Originally Posted by Eagle3
H was a real clinging boomerang the past 2 years.

Originally Posted by Eagle3
I was convinced that he was now going to become more of a vanisher, but I have my doubts again.

Oftentimes the MLCer remains whatever “type” they are for the duration of the crisis. It’s in their core make up of themselves. H is going without talking/clinging to you, but he is reaching out to father, mom, and so on. It’s part of his path and his hidden internal needs. Just because he doesn’t contact you, or more follows your wishes that he doesn’t, does not denote he is, or is becoming, a vanisher.

The “type” is a MLCer’s “majority of the time” default outward expression of how they handle/ignore/run-from their feelings. Clinging and emotionally all over the place. Boomeranging back and forth between both lives and both ideals. Vanishing, poof, never look back, emotionally ignore, and run toward that new wonderful life. These paths are all built upon deceit and lies, to and of themselves. The path is of their own making and therefore is usually not undone until the crisis is undone.

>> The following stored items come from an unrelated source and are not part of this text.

PR #867, opened 2018-02-10
change datasource prefix from custom app.datamart to standard spring.

malaffoon:
I know we've gone back and forth on this in the reporting project but Friday i found myself explaining once again to the IT/Ops folks why some datasources are under `app.datamart` and some are under `spring`. I think in this case consistency, however foolish, is a hobgoblin we want, to make configuration easier (remember, *every* service in *every* deployment requires at least one datasource property to be set).

### DIFF
--- a/aggregate-service/src/main/java/org/opentestsystem/rdw/olap/repository/DataSourceConfiguration.java
+++ b/aggregate-service/src/main/java/org/opentestsystem/rdw/olap/repository/DataSourceConfiguration.java
@@ -21,7 +21,7 @@ public class DataSourceConfiguration {
      * @return DataSource
      */
     @Bean(name = "olapDatasource")
-    @ConfigurationProperties(prefix = "app.datamart.olap_datasource")
+    @ConfigurationProperties(prefix = "spring.olap_datasource")
     public DataSource olapDataSource() {
         return DataSourceBuilder
                 .create()
--- a/aggregate-service/src/main/resources/application.yml
+++ b/aggregate-service/src/main/resources/application.yml
@@ -25,30 +25,6 @@ cloud:
       instance-profile: false
 
 app:
-  state:
-    code: CA
-    name: California
-
-  archive:
-      root: file:///tmp/
-
-  datamart:
-     olap_datasource:
-        url: "\
-           jdbc:redshift://${app.datamart.olap_datasource.url-server:localhost:5432}/${app.datamart.olap_datasource.url-db:dev}\
-           ?ApplicationName=rdw-reporting-aggregate-service\
-           "
-        username: root
-        password:
-        testWhileIdle: true
-        validationQuery: SELECT 1
-        driverClassName: com.amazon.redshift.jdbc42.Driver
-
-  cache:
-    repository:
-      # every day at 1:00 am
-      refresh-cron: "0 0 1 * * *"
-
   aggregate-reports:
     summative-enabled: true
     statewide-interim-enabled: false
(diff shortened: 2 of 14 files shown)


aggregate-service/src/main/resources/application.yml
```diff
@@ -25,61 +25,61 @@ cloud:
       instance-profile: false
```
malaffoon: really not sure why this is showing so many changes, maybe i alphabetized a few things: fundamentally i just moved the datasource section.

aggregate-service/src/main/resources/application.yml
```diff
@@ -25,61 +25,61 @@ cloud:
...
+    default-property-inclusion: non_null
+    serialization:
+      WRITE_DATES_AS_TIMESTAMPS: false
 
-          AggregateResponse:
-            content-type: application/json
-            group: default
-            producer:
-              requiredGroups: default
+  olap_datasource:
```
malaffoon: Since this is the single datasource for this app, i almost changed the name to just `datasource`. But i didn't.

webapp/src/main/resources/application.yml
```diff
@@ -61,27 +78,9 @@ permissionservice:
   endpoint: ${rdw.permission.service}
 
 app:
-  # todo use tenant.code & name
```
malaffoon: @esotrope, @wtritch i assume this comment is no longer valid: seems like we've settled on the whole ApplicationProperties thing.

webapp/src/test/resources/application-test.yml
```diff
@@ -4,16 +4,14 @@ app:
...
 
 permissionservice:
-  endpoint:
\ No newline at end of file
+  endpoint:
+
+spring:
+  datasource:
+    url-schema: reporting_test
+    maxWait: 10000
```
malaffoon: wasn't sure if the maxWait was put in here on purpose so i left it

aggregate-service/src/main/java/org/opentestsystem/rdw/olap/repository/DataSourceConfiguration.java
```diff
@@ -21,7 +21,7 @@
      * @return DataSource
      */
     @Bean(name = "olapDatasource")
-    @ConfigurationProperties(prefix = "app.datamart.olap_datasource")
+    @ConfigurationProperties(prefix = "spring.olap_datasource")
```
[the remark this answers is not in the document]
malaffoon: Mostly because this is the default behavior and we use it in most of our apps. We can probably remove the customized ConfigurationProperties in our apps because most of our apps now use a single datasource (which is probably a sign of better architecture).

It was interesting (amusing?): when i was investigating this that the **only** app in the reporting project that had the properties under `spring` instead of `app.datamart` was admin-service ... which is the only app that has multiple datasources. That was part of what pushed me to do this.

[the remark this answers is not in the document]
esotrope: gotcha - so why not just plug into `spring.datasource` instead of making our own un-autoconfigged prop?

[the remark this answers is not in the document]
malaffoon: Honestly just to minimize risk. I want to make the configuration consistent for the customer but i'm a bit worried about changing too much at this late stage.

PR #868, opened 2018-02-11
DWR-1406 NULL pointer exception trying to generate aggregate report

agorina:


report-processor/src/main/java/org/opentestsystem/rdw/reporting/processor/model/AggregateReportRequest.java
```diff
@@ -30,7 +30,7 @@ public ReportType getReportType() {
     public Subject getSubject() {
         return reportQuery.getSubjectCodes().size() != 1
                 ? null
-                : Subject.valueOf(Iterables.getOnlyElement(reportQuery.getSubjectCodes()));
+                : Subject.valueOf(Iterables.getOnlyElement(reportQuery.getSubjectCodes()).toUpperCase());
```
agorina: The issue is consistently reproducible with "Math" subject. The enum is "MATH".
Since most of the time both subjects are selected, the issue seems random.

I am not sure if this is the right solution. @wtritch  and @esotrope, what do you think?

report-processor/src/main/java/org/opentestsystem/rdw/reporting/processor/service/SpringStreamReportGenerator.java
```diff
@@ -70,6 +70,7 @@ public Report generateReport(final AbstractExamReportRequest request, final User
     }
 
     private void failReport(final Report report) {
+        if (report == null) return;
```
agorina: The above failure cause `null` report being passed into an exception.

esotrope: do we know why a failReport got called with null? seems curious. failed report lookup like a 404?

report-processor/src/main/java/org/opentestsystem/rdw/reporting/processor/model/AggregateReportRequest.java
esotrope: feels like Subject.valueOf() should hold the case insensitivity logic maybe not sure if that is normal behavior of java enum though so maybe not

report-processor/src/main/java/org/opentestsystem/rdw/reporting/processor/service/SpringStreamReportGenerator.java
agorina: I think it fails inside of the repository when it is serializing a request as JSON. 

But it now made me think that it is unrelated to the above. So maybe there is another place where it needs to be checked.  I am still testing it locally. Will post an update later.

report-processor/src/main/java/org/opentestsystem/rdw/reporting/processor/model/AggregateReportRequest.java
agorina: Yeah, I see us doing `caseInsensitiveValue` in other places. I think it would be a better approach.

Originally Posted by Eagle3
Since my journey started, 2 years ago, we as LBS start looking madly for an explanation that can explain why our H/W can become the opposite of who they used to be. I have read an awful lot, but many of the things I read I did not understand, let alone that I could place them or apply them effectively.
The longer your ride takes, the more everything becomes clear.

I also had this with the principle 'going dark'. I did not understand what this meant. Only now do I really understand that this is to protect yourself, and I can say with certainty now that this was really necessary for me, and will certainly be necessary in the near future, if only for the divorce in a businesslike way to be able to approach. I am a way too emotional person, I don't think I will succeed otherwise.

Time is certainly a gift.

Things do get clearer as one progresses.

Going dark is very useful for protecting one’s self.

Originally Posted by Eagle3
For now,I have not yet received a reply to the email I sent him. However, I do know that he would like to buy-in the house where I live with the children (I cannot buy it because it is too expensive). He wants me to stay here with them. I've been thinking about this but this is not something I want.

In this way he keeps full control of me and the children and if he suddenly returns I run the risk of having to leave the house in a rush. That's why I've already decided for myself that I want a fresh start, not one where he can exert any control over me.

After all, he wanted all this, this was not my choice, but I will protect myself from what comes. I do have control over that.

What do you think about this?

In November H stated he didn’t want a divorce. The Christmas holiday visit was reported disastrous, especially with the discovery of OW2.

Two years is lots of time, and not much time - at the same time.

Going dark does protect one’s heart and mind. That protection come as a wall and hardening of the heart. It takes specific energy and direction to keep your heart soft and squishy.

This wall is normal and comes as a feeling of indifference. Well, actually less feelings, like numb or muted. Your feelings, responses, reactions, and care about H, his words, his actions, his behaviours all become attenuated, become less. These are not gone, just currently less amplitude.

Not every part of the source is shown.